SHIPWAVES ONLINE IPO
| DATE | GMP (GREY MARKET PREMIUM) | EXPECTED LISTING GAINS |
|---|---|---|
| 12-Dec-2025 | – | – |
| 11-Dec-2025 | – | – |
| 10-Dec-2025 | 4 | 40,000 |
Shipwaves Online IPO Overview
The Shipwaves Online IPO is a fixed-price SME public issue from a technology-enabled logistics and freight-forwarding company. Shipwaves provides multimodal transport solutions across ocean, air and road, along with digital tools for shipment tracking, documentation, and freight management. The company aims to scale its logistics footprint while expanding its digital platform to support transparent, efficient and technology-driven supply-chain operations.
The Shipwaves Online IPO GMP has been active in market discussions.
Important Dates
- IPO Opening Date: 10 December 2025
- IPO Closing Date: 12 December 2025
- Basis of Allotment: 15 December 2025
- Refunds Initiation: 16 December 2025
- Shares Credit to Demat: 16 December 2025
- Listing Date: 17 December 2025
The issue follows the standard SME IPO timeline, where allotment and demat credit occur quickly, followed by a next-day listing.
Price & Issue Size
- IPO Price (Fixed): ₹12 per equity share
- Face Value: ₹1 per share
- Total Issue Size: ₹56.35 crore
- Total Shares Offered: Approximately 4.696 million equity shares
The fixed price of ₹12 per share combined with a moderate issue size makes the offer easily accessible to retail applicants.
Lot Size & Minimum Investment
- Retail Lot Size: 10,000 shares
- Minimum Investment: ₹120,000 (₹1.20 lakh)

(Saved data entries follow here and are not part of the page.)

PR #12034, opened 2017-02-09
Changing get_element_by_attribute() and get_element_by_class() to return a list of results. See PR #11956

ThomasChr:

---

- [ ] Bug fix
- [x] Improvement
- [ ] New extractor
- [ ] New feature

---

As proposed by @yan12125 

> This is my idea:

    get_element_by_id is not touched (by HTML standards IDs are unique)
    get_element_by_attribute => get_elements_by_attribute
    get_element_by_class => get_elements_by_class

The two functions get_element_by_attribute and get_element_by_class are now returning a list of results.
The have also been renamed and all extractors changed to use the new functions.

### DIFF
--- a/youtube_dl/utils.py
+++ b/youtube_dl/utils.py
@@ -337,17 +337,30 @@ def get_element_by_id(id, html):
 
 
 def get_element_by_class(class_name, html):
-    return get_element_by_attribute(
+    """Return the content of the first tag with the specified class in the passed HTML document"""
+    retval = get_elements_by_class(class_name, html)
+    return retval[0] if retval else None
+
+
+def get_element_by_attribute(attribute, value, html, escape_value=True):
+    retval = get_elements_by_attribute(attribute, value, html, escape_value)
+    return retval[0] if retval else None
+
+
+def get_elements_by_class(class_name, html):
+    """Return the content of all tags with the specified class in the passed HTML document as a list"""
+    return get_elements_by_attribute(
         'class', r'[^\'"]*\b%s\b[^\'"]*' % re.escape(class_name),
         html, escape_value=False)
 
 
-def get_element_by_attribute(attribute, value, html, escape_value=True):
+def get_elements_by_attribute(attribute, value, html, escape_value=True):
     """Return the content of the tag with the specified attribute in the passed HTML document"""
 
     value = re.escape(value) if escape_value else value
 
-    m = re.search(r'''(?xs)
+    retlist = []
+    for m in re.finditer(r'''(?xs)
         <([a-zA-Z0-9:._-]+)
          (?:\s+[a-zA-Z0-9:._-]+(?:=[a-zA-Z0-9:._-]*|="[^"]*"|='[^']*'))*?
          \s+%s=['"]?%s['"]?
@@ -355,16 +368,15 @@ def get_element_by_attribute(attribute, value, html, escape_value=True):
         \s*>
         (?P<content>.*?)
         </\1>
-    ''' % (re.escape(attribute), value), html)
+    ''' % (re.escape(attribute), value), html):
+        res = m.group('content')
 
-    if not m:
-        return None
-    res = m.group('content')
+        if res.startswith('"') or res.startswith("'"):
+            res = res[1:-1]
 
-    if res.startswith('"') or res.startswith("'"):
-        res = res[1:-1]
+        retlist.append(unescapeHTML(res))
 
-    return unescapeHTML(res)
+    return retlist
 
 
 class HTMLAttributeParser(compat_HTMLParser):
--- a/test/test_utils.py
+++ b/test/test_utils.py
@@ -34,6 +34,9 @@ from youtube_dl.utils import (
     find_xpath_attr,
     fix_xml_ampersands,
     get_element_by_class,
+    get_element_by_attribute,
+    get_elements_by_class,
+    get_elements_by_attribute,
     InAdvancePagedList,
     intlist_to_bytes,
     is_html,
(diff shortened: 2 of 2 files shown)


dstftw:
Old functions must be preserved untouched.

ThomasChr:
@dstftw That was exactly what I proposed to @yan12125 in PR #11956 .
And what he didn't want! See the PR #11956 and see the message at top of this PR.

Could you please agree on that before I make any changes to this PR?
Changing all Extractors to use the new functions was a lot of work for me which could have been avoided...

dstftw:
Rename of any util method breaks all 3rdparty code that uses it. This is unwanted and should be avoided.

ThomasChr:
@dstftw Thats my opinion also. So I just add the new functions in this PR!

yan12125:
@dstftw For me only the ```YoutubeDL``` class should have stable APIs. But if you really want to preserve old function names, I suggest to call new functions from old functions, mark old functions as deprecated and use new functions in all extractors. The deprecation can be documented in change logs. After a few months deprecated functions can be removed.

dstftw:
>For me only the ```YoutubeDL``` class should have stable APIs.

I see no difference between `YoutubeDL` and `utils`. Both are encouraged to be used in code. Both should keep the interfaces.

>mark old functions as deprecated and use new functions in all extractors

Why deprecate at all? They should stay at least for convenience. If one only wants to get the first attribute with `get_elements_*` he'll be forced to do `[0]` all the time that is tedious and adds unnecessary clutter.

ThomasChr:
So everyone fine with this version?
I just added the new functions without using them anywhere.

I would like to get this changes to close PR #11956 and Issue #11953

dstftw:
1. Code duplication in single and multiple function versions should be eliminated.
2. Commits should be squashed.

ThomasChr:
@dstftw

Because the IPO uses a fixed-price structure, every retail participant must apply for at least two full lot.
Company Background
Shipwaves Online operates a digital-first logistics marketplace that connects shippers, carriers, freight forwarders and warehouses. Its services include booking, freight forwarding, customs documentation, real-time tracking, and multi-modal shipping management. The company also offers SaaS-based tools to enterprise clients for supply-chain visibility, billing, and process automation.
The company’s business model combines shipment-based revenue with value-added services and technology-enabled solutions. As India’s logistics sector becomes more digitised, platforms like Shipwaves benefit from improved transparency, quicker documentation, and the growing preference for technology-driven supply-chain operations.
Objects of the Issue
Proceeds from the IPO will be used for:
- Funding working-capital requirements
- Investment in the company’s subsidiary for working capital
- Repayment or prepayment of certain borrowings
- General corporate purposes, including technology enhancement and business expansion
Strengths
- Operates in a fast-growing logistics and supply-chain digitisation space
- Offers both freight services and enterprise-level SaaS tools
- Fixed-price issue gives clear upfront valuation
- Essential services with consistent demand from exporters, importers, and domestic shippers
- Potential for strong scalability as digital adoption increases
Risks
- Logistics is highly competitive, with many regional and national players
- Profitability can fluctuate with trade volumes and economic cycles
- Execution challenges as the company scales operations and workforce
- SME IPOs often face lower post-listing liquidity
- Working-capital heavy business model may face cash-flow pressure if volumes fluctuate
Conclusion
The Shipwaves Online IPO offers exposure to the logistics technology sector at an early stage. With a fixed price of ₹12, a sizeable issue of ₹56.35 crore, and a clear operational expansion plan, the company aims to strengthen its role in the digital freight ecosystem. Investors should evaluate the financials, long-term scalability, and competitive landscape before applying, especially given the mixed risk-return profile typical of SME IPOs.